§ **RECORDS SHOWN**:

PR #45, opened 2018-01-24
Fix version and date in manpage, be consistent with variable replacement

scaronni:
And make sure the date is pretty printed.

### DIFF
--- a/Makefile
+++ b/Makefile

---

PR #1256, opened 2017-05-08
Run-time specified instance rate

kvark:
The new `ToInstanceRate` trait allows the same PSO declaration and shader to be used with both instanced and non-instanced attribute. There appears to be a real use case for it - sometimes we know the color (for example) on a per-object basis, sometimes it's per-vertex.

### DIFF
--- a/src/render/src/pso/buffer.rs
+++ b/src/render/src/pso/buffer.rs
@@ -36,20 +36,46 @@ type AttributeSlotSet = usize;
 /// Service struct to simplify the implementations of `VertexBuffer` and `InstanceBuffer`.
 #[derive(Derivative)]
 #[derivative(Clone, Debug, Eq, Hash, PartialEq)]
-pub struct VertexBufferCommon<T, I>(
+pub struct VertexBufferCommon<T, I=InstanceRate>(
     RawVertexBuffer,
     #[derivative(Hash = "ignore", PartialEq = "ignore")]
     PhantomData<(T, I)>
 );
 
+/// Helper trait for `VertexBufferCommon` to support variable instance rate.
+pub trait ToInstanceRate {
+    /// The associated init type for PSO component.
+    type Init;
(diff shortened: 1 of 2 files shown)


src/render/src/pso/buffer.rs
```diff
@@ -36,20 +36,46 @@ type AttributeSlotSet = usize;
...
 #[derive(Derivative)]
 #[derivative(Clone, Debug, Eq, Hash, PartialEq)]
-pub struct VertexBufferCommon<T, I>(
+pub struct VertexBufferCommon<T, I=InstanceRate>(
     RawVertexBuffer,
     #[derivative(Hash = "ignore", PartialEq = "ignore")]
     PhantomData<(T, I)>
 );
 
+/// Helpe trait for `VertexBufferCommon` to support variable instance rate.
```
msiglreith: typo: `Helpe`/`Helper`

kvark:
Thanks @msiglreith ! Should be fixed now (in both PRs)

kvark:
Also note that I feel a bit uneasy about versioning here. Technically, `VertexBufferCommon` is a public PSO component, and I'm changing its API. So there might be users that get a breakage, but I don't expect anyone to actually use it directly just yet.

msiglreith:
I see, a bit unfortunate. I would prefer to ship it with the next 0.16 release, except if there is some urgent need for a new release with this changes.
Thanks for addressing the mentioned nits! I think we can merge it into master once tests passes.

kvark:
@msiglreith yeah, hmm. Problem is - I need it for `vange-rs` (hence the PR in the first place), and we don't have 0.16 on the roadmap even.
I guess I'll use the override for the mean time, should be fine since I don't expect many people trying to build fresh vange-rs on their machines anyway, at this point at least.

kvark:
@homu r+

* * *

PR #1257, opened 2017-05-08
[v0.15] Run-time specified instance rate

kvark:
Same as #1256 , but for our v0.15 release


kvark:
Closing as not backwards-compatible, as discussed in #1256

§ **WHAT TO DO**: Go over the listing above and copy out each line that includes "render".

§ **ANSWER TO THIS EXERCISE**:
--- a/src/render/src/pso/buffer.rs
+++ b/src/render/src/pso/buffer.rs
src/render/src/pso/buffer.rs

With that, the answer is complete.